▶ Supplied entries
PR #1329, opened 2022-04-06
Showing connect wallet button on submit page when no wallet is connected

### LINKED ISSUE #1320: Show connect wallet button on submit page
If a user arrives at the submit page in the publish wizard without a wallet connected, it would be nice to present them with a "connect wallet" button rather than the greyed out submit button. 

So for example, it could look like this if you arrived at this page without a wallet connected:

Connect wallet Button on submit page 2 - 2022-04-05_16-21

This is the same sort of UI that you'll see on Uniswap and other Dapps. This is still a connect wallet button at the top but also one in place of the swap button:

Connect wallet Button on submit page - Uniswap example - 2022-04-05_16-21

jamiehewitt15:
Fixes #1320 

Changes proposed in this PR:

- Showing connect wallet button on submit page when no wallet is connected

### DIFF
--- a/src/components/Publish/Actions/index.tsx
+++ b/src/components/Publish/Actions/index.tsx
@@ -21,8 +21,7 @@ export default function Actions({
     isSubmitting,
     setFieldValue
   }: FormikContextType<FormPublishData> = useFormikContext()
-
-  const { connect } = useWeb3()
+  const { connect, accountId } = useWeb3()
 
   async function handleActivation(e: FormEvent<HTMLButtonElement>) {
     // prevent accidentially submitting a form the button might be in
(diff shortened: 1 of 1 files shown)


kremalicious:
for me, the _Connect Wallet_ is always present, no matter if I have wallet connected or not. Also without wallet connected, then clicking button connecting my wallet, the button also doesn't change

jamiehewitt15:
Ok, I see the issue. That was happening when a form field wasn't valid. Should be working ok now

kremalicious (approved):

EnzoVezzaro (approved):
==
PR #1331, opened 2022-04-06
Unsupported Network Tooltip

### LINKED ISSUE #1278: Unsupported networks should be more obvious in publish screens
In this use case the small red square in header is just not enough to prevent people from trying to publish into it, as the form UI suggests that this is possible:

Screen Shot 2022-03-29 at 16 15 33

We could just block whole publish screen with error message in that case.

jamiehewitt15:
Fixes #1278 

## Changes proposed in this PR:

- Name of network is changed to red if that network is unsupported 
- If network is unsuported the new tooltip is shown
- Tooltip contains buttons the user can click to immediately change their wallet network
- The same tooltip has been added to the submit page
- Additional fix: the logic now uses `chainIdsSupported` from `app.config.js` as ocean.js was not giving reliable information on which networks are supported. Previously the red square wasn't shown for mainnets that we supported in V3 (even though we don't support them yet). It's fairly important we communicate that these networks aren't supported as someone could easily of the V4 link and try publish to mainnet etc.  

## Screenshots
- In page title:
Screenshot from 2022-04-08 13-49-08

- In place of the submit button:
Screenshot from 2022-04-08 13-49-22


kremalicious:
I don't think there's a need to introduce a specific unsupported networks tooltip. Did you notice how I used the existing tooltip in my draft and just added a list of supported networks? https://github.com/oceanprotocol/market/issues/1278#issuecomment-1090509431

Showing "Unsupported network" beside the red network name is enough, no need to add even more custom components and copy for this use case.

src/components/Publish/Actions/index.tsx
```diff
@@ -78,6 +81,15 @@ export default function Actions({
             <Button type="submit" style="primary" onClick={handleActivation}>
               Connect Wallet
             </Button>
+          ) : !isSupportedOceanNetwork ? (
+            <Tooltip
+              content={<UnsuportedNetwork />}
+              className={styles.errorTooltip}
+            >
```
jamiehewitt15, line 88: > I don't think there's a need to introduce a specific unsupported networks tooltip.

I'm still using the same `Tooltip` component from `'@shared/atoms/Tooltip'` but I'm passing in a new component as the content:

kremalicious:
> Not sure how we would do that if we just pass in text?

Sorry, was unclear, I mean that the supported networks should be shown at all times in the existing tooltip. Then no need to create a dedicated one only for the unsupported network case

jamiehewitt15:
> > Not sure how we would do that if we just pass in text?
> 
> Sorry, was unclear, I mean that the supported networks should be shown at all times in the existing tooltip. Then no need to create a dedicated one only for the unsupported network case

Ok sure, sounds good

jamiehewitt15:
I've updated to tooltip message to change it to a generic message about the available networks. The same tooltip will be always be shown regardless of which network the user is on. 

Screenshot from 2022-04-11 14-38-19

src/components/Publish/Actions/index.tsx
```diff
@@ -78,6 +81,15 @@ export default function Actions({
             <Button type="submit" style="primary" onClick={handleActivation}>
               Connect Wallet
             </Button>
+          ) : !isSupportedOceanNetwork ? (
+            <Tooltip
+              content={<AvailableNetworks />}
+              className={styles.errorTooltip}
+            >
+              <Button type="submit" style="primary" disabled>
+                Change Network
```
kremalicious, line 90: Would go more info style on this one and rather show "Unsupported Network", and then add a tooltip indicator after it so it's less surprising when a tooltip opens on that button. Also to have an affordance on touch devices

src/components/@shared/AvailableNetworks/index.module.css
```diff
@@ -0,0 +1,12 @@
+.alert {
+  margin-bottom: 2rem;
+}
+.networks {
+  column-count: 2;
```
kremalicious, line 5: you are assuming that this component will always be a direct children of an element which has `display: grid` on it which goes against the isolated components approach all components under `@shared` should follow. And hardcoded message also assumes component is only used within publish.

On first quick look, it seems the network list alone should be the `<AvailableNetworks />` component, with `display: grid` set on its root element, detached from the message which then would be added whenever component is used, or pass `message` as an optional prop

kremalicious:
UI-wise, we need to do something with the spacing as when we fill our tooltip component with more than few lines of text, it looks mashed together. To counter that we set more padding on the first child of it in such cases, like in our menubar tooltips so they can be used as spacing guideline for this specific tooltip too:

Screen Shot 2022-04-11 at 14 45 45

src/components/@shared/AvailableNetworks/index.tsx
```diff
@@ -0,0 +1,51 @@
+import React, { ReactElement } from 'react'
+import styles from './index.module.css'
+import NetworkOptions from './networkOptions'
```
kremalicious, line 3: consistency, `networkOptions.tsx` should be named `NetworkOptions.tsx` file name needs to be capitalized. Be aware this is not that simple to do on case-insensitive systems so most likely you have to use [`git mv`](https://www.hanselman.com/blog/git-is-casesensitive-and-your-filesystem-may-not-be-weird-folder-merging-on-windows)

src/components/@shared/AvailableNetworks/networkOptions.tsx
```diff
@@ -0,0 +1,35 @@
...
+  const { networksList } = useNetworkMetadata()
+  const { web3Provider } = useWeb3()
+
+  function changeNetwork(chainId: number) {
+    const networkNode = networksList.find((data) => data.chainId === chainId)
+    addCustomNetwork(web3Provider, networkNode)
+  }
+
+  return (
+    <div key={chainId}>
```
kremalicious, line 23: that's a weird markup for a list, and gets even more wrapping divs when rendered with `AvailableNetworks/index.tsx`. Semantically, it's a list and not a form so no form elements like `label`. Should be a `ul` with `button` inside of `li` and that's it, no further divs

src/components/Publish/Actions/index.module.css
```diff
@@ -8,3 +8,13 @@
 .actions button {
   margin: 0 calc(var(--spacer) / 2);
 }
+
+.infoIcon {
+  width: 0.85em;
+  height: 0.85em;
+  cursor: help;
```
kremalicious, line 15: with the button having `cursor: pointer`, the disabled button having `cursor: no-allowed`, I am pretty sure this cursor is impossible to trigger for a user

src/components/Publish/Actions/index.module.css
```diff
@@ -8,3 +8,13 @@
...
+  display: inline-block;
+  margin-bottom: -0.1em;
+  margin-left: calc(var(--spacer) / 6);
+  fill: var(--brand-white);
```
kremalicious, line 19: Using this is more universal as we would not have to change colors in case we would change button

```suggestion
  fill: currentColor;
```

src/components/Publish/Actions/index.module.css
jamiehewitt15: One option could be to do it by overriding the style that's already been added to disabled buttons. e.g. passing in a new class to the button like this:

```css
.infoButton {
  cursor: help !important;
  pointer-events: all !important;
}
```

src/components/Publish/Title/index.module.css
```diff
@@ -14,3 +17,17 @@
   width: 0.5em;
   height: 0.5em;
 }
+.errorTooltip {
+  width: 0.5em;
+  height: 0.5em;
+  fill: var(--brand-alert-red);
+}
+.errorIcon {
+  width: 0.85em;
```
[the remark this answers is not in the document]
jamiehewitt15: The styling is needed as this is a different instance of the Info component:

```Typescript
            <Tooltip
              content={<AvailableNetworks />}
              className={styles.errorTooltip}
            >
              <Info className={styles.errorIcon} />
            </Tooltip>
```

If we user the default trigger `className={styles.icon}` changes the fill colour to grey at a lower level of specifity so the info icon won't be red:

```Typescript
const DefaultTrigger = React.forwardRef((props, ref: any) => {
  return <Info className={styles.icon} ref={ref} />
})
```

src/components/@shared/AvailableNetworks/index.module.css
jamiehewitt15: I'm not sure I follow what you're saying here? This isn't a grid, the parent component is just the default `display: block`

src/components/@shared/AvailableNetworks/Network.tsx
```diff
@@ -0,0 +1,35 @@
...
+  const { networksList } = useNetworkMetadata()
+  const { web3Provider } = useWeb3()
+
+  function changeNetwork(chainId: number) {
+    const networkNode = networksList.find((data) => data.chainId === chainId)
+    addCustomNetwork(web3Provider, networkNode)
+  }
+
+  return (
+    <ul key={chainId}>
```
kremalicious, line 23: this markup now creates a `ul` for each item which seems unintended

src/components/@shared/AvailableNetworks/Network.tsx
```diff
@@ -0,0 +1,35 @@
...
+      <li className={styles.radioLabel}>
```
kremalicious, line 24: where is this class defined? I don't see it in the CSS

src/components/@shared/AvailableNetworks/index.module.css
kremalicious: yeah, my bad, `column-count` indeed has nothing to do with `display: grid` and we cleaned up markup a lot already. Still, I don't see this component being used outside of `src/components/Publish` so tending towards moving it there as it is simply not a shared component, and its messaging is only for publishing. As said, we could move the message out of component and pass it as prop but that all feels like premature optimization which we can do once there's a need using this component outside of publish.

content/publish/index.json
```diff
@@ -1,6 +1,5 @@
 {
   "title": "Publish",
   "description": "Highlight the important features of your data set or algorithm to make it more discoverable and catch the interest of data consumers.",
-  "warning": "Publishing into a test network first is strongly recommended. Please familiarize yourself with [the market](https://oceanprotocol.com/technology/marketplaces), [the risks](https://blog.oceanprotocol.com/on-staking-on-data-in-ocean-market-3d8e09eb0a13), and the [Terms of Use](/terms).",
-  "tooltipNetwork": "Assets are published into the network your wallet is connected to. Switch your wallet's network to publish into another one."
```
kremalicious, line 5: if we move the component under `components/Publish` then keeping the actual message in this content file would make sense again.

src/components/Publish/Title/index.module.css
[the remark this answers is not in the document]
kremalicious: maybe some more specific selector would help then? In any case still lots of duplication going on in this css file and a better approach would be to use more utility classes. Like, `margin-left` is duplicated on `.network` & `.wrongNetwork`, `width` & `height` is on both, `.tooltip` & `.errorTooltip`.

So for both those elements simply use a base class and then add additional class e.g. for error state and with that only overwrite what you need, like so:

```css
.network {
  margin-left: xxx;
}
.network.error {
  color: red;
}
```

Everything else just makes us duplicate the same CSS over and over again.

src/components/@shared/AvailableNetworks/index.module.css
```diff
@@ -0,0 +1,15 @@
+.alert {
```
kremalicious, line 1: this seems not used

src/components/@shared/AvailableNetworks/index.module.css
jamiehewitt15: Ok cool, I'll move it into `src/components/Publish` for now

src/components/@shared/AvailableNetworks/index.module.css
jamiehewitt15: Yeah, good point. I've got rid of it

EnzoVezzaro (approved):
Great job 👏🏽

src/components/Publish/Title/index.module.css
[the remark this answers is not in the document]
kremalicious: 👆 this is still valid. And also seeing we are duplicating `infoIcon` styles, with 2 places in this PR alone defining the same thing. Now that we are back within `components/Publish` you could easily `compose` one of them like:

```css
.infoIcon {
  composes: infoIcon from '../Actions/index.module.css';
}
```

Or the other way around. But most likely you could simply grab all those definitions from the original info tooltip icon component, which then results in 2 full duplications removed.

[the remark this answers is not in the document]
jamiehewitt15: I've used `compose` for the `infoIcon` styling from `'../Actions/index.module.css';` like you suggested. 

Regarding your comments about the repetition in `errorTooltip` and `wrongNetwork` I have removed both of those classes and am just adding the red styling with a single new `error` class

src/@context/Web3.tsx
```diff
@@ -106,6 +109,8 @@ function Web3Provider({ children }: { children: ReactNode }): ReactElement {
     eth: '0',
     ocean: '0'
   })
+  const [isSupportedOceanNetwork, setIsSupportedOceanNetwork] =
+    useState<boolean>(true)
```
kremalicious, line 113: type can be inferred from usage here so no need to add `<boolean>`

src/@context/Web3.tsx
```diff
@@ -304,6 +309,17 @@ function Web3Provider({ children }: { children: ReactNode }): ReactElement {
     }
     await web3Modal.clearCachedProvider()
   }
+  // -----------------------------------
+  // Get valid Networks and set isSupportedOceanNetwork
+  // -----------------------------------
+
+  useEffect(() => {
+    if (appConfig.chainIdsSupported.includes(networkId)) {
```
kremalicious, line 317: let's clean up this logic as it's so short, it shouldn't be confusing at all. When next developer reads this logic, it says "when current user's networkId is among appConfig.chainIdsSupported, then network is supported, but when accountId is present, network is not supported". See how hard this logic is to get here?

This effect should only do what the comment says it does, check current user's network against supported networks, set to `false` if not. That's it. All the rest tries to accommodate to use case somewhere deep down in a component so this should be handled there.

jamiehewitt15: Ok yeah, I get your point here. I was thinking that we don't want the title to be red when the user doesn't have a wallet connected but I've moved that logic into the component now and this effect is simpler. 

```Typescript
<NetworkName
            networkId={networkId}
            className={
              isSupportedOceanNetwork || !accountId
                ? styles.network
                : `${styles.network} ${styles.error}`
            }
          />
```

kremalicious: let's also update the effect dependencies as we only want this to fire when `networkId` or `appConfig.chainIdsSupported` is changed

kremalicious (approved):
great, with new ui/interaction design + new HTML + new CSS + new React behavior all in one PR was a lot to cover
* * *
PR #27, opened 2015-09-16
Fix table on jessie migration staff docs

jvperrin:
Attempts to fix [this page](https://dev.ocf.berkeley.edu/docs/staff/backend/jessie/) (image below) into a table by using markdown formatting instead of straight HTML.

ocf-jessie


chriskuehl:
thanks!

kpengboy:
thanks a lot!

▶ Directions
Every line that contains "shown" should be copied out of the data.

▶ Response to the exercise
(diff shortened: 1 of 1 files shown)
- If network is unsuported the new tooltip is shown
- Additional fix: the logic now uses `chainIdsSupported` from `app.config.js` as ocean.js was not giving reliable information on which networks are supported. Previously the red square wasn't shown for mainnets that we supported in V3 (even though we don't support them yet). It's fairly important we communicate that these networks aren't supported as someone could easily of the V4 link and try publish to mainnet etc.  
Sorry, was unclear, I mean that the supported networks should be shown at all times in the existing tooltip. Then no need to create a dedicated one only for the unsupported network case
> Sorry, was unclear, I mean that the supported networks should be shown at all times in the existing tooltip. Then no need to create a dedicated one only for the unsupported network case
I've updated to tooltip message to change it to a generic message about the available networks. The same tooltip will be always be shown regardless of which network the user is on. 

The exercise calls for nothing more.